Sono tutti pacifisti. Almeno ora, che i sondaggi evidenziano come questo tema possa diventare centrale nella scelta degli elettori in vista delle europee di giugno. Così tutti provano a ergersi a paladini della pace nella speranza di ottenere qualche voto in più, in un momento in cui le crisi internazionali fanno temere un’ulteriore escalation, soprattutto in Medio Oriente e Ucraina.
Il sondaggio di Euromedia Research per la Stampa certifica che il tema della pace viene considerato una spinta per andare a votare o per votare un determinato partito per ben il 31,9% degli italiani, che ritiene proprio questa questione la “motivazione principale” per decidere se e chi votare. Il 48,6% ha altre priorità, certo, ma il dato resta particolarmente significativo. Tanto più di fronte al timore degli italiani di una guerra mondiale: un rischio concreto per il 60,3% degli intervistati.
La pace per ottenere voti: così anche il Pd si riscopre anti-bellicista
E allora, di fronte a questi dati, la pace non può che diventare un tema fondamentale in campagna elettorale. Non solo per chi, come il Movimento 5 Stelle, da tempo rimarca questo concetto, tanto da puntare – non senza polemiche – a inserire la parola “pace” nel simbolo presentato per le europee. Perché ora che anche i sondaggi dicono che questo posizionamento può portare voti, allora anche gli altri si accodano.
C’è la Lega, con Matteo Salvini che ogni tanto prova a rivendicare la sua indole pacifista (soprattutto sull’Ucraina), nonostante abbia sempre votato a favore dell’invio delle armi e nonostante voglia candidare alle europee un generale come Vannacci. Ma soprattutto c’è il Pd, sempre diviso tra due anime. Perché se da una parte c’è la segretaria, Elly Schlein, che ha voluto inserire nelle liste delle europee alcune figure esplicitamente pacifiste – come Cecilia Strada e Marco Tarquinio – dall’altra c’è un pezzo di partito che è sempre stato a favore dell’invio di armi e che sul tema sembra più vicino al ministro della Difesa, Guido Crosetto, che non a chi è contro ogni guerra.

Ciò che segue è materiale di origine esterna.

PR #472, opened 2026-01-09
JupLend integration

Henry-E:
## Summary

Add JupLend integration.

### Deployed to Alt-Staging (mainnet-beta)
- **Program**: `5UDghkpgW1HfYSrmEj2iAApHShqU44H6PKTAar9LL9bY`
- **Group**: `ERBiJdWtnVBBd4gFm7YVHT3a776x5NbGbJBR5BDvsxtj`
- **Banks**: WSOL, USDC, USDT, USDG, USDS (seed=600, asset_tag=6)


Henry-E:
Things to be aware of
- [ ] Juplend's public source doesn't match what's on chain, specifically related to about 3 different accounts, two of which are supposed to be ATAs on chain but in their source that's not the case. And another which is supposed to be optional (and which we would not pass in) but is currently non-optional on chain.
- [ ] There's an ops/ folder that can be migrated to the mrgn-ts-scripts repo if needs be, it's just here for now for simplicity
- [ ] Similarly the branch is forked from the `remove-non-bankrun-tests` PR, which allows tests to be run when developing in <8 seconds vs 1m+ previously which greatly helped with development speed.  There's a `patch` file in there which could be applied to different branch to recreate the same changes. Only including it just so it's known that it's a possibility.

PR #474, opened 2026-01-14
Final tweaks on Drift implementation

IliaZyrin:
Also contains oracles-related fixes from https://github.com/mrgnlabs/marginfi-v2/pull/438 and https://github.com/mrgnlabs/marginfi-v2/pull/467


type-crate/src/constants.rs
```diff
@@ -29,7 +29,8 @@ pub const DAILY_RESET_INTERVAL: i64 = 24 * 60 * 60; // 24 hours
 
 /// Due to real-world constraints, oracles using an age less than this value are typically too
 /// unreliable, and we want to restrict pools from picking an oracle that is effectively unusable
-pub const ORACLE_MIN_AGE: u16 = 30;
+/// Switchboard oracles are cranked on demand, so we can use a lower value (10 seconds)
+pub const ORACLE_MIN_AGE: u16 = 10;
 pub const MAX_PYTH_ORACLE_AGE: u64 = 60;
 pub const MAX_SWB_ORACLE_AGE: u64 = 3 * 60;
```
jgur-psyops: this one can be removed now, or ORACLE_MIN_AGE becomes this one, whatever makes sense to you.  I agree 10s is probably fine for swb.

programs/drift-mocks/src/state.rs
```diff
@@ -54,35 +63,41 @@ pub struct MinimalSpotMarket {
...
 
-    pub padding_2b: [u8; 104],
+    pub _padding4: [[u8; 32]; 3],
+    pub _padding5: [u8; 8],
 
     pub decimals: u32,
     pub market_index: u16,
 
-    pub padding_3: [u8; 49],
+    pub _padding6: [[u8; 16]; 3],
```
jgur-psyops: nit: This is an amusing way to reach 49 bytes! I usually do:

```
  pub _padding6: [u64; 6]; 
  pub _padding7: [u8; 1]
```
or
```
  pub _padding6: [u8; 32]; 
  pub _padding7: [u8; 16];
  pub _padding8: [u8; 1]
```

What you have here is fine obviously, just pointing out that it's a curious thing.

programs/drift-mocks/src/state.rs
```diff
@@ -361,49 +390,41 @@ impl MinimalUser {
     pub fn validate_spot_position(&self, market_index: u16) -> Result<()> {
         let expected_position_index = if market_index == 0 { 0 } else { 1 };
```
jgur-psyops, line 409: Probably should add a comment here because it's quite confusing. If I recall correctly, the logic is that index = 0 means it's the quote token market (USDC), and it will be at index 0, otherwise it's always at index 1? Something to that effect.

jgur-psyops:
LGTM

programs/drift-mocks/src/state.rs
IliaZyrin: Yeah, I initially did it with the "powers-of-two" way everywhere but then for this specific type I needed `Default` trait and it required < 40 bytes arrays because the bigger ones do not define `Default` trait. So this type is done in this weird way but the rest is more elegant!

Good point about using u64 though, somehow forgot about it.

programs/drift-mocks/src/state.rs
IliaZyrin: But it's already in the comment above:
```
/// - USDC (market_index 0) must use position[0]
/// - All other assets must use position[1]
```

PR #476, opened 2026-01-15
fix: added emode leverage limit validation to the lending_pool_config…

IMEF-FEMI:
Added Emode entries validation to the lending_pool_configure_bank_emode instruction 
And added test for it


IliaZyrin (approved):
LGTM

PR #486, opened 2026-01-21
Human-readable rate points

### LINKED ISSUE #482: ratepoints human-readable in add/configure bank
Currently rate points output in their raw u32 form, which is not human-readable without conversion. Display the f32 or f64 "actual" rate for easier tx preview.

chambaz:
Add u32_to_milli and u32_to_centi conversion functions to type-crate
as inverses of the existing milli_to_u32 and centi_to_u32 functions.
Update log_pool_info to display interest rate curve points as readable
percentages instead of raw u32 values.

Closes #482

### DIFF
--- a/programs/marginfi/src/instructions/marginfi_group/add_pool_common.rs
+++ b/programs/marginfi/src/instructions/marginfi_group/add_pool_common.rs
@@ -1,6 +1,6 @@
 use crate::utils::wrapped_i80f48_to_f64;
 use anchor_lang::prelude::*;
-use marginfi_type_crate::types::Bank;
+use marginfi_type_crate::types::{u32_to_centi, u32_to_milli, Bank};
 
 /// Echo the information used to create banks to the log output. Useful for at-a-glance debugging
 /// bank creation txes in explorer. Note: costs a lot of CU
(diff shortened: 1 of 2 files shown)


programs/marginfi/src/instructions/marginfi_group/add_pool_common.rs
```diff
@@ -47,9 +47,18 @@ pub fn log_pool_info(bank: &Bank) {
...
+        "Rate at 0: {:.2}% rate at 100: {:.2}%",
+        u32_to_milli(interest.zero_util_rate).to_num::<f64>() * 100.0,
+        u32_to_milli(interest.hundred_util_rate).to_num::<f64>() * 100.0,
     );
+    for (i, p) in interest.points.iter().enumerate() {
+        if p.util != 0 {
+            msg!(
+                "  Point {}: util={:.2}% rate={:.2}%",
+                i,
+                u32_to_centi(p.util).to_num::<f64>() * 100.0,
```
jgur-psyops: nit: float math eats a lot of compute, might as well omit the *100.0 and just print without mul.

Issue #485, opened 2026-01-21
Daily withdraw/borrow limit


jgur-psyops:
We want to impose a reasonable per-bank limit on daily withdraws/borrows. It suffices to impose a 24-hour limit that reset to zero at some fixed time each day, though a sliding-24-hour window would be cooler.

* Denominated in native token
* Permission-less reset (admin doesn't have to do anything to reset the window)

Le candidature di Strada e Tarquinio servono quindi a tentare di attirare i voti pacifisti in un partito dilaniato non solo dalle liste, ma anche dalla questione del simbolo: alla fine Schlein ha ceduto alle proteste interne e ha deciso di non inserire il suo nome nel logo. “Mi è sembrata un’idea più divisiva che rafforzativa”, ammette.